Essentially, your problem is that you are trying to convert FunnyInterface<T> to FunnyInterface<IMyInterface>. As has been mentioned several times (one example is here, more information here), this is not valid in most circumstances. Only in .NET 4, when the generic type is an interface or delegate, and the type parameter has been explicitly declared as variant with in or out, can you perform this conversion.
Is FunnyInterface actually an interface?
thecoop answer points you exactly to why you can't do it.
A cleaner solution to the problem (besides using dynamic) would be a base non-Generics Interface:
public interface IFunnyInterfaceBase
{
}
public interface IFunnyInteface<T> : IFunnyInterfaceBase
where T : IMyInterface
{
}
And you need to move methods signature you use in that code from IFunnyInteface to IFunnyInterfaceBase.

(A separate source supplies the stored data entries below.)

PR #22, opened 2020-05-26
Add an option to turn the Almond context into something more English-like

gcampax:
Remove enum:, param: so BERT has more knowledge of what these
words mean.


s-jse (commented):
Looks good.

PR #23, opened 2020-05-31
Add the option to override the question for all tasks

gcampax:
Together with --append_question_to_context, this will append the
true question to the context, and use a fake question as input
to the model. Useful for ablation.


gcampax:
This was used in the EMNLP paper in the end, and it appears to work, so I'm pushing it.

PR #25, opened 2020-06-09
Fix multigpu training

Mehrad0711:


Pipfile
```diff
@@ -11,7 +11,7 @@ scikit-learn = "*"
 
 [packages]
 numpy = "*"
-torch = "~=1.4"
+torch = "==1.4"
```
gcampax: Why this change?

genienlp/train.py
```diff
@@ -162,7 +162,8 @@ def train_step(model, batch, iteration, opt, devices, lr_scheduler=None, grad_cl
                                                iteration > train_question_embeddings_after)
     if (iteration) % gradient_accumulation_steps == 0:
         opt.zero_grad()
-    loss, predictions = model(batch, iteration, pretraining=pretraining)
+    train_kwargs = {'iteration': iteration, 'pretraining': pretraining}
+    loss, predictions = model(batch, **train_kwargs)
```
gcampax: It would be more readable without the ** and the dictionary.

Pipfile
Mehrad0711: Dataparallel is buggy in torch 1.5 (https://github.com/huggingface/transformers/issues/3936)
The only known fix so far is reverting back to 1.4

gcampax (approved):
:+1:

This way you would be able to write something like this:
MyClass2 c2 = new MyClass2();
IFunnyInterfaceBase funnyInstance = c2.ConvertToFunnyClass();
The Exception you said you got in your code is not due to the extension method signature itself (the method is fine)..it is originated by the type of your lvalue (the type of the variable you use to store its return value)!
Obviously this solution applies only if you can modify IFunnyInterface source code!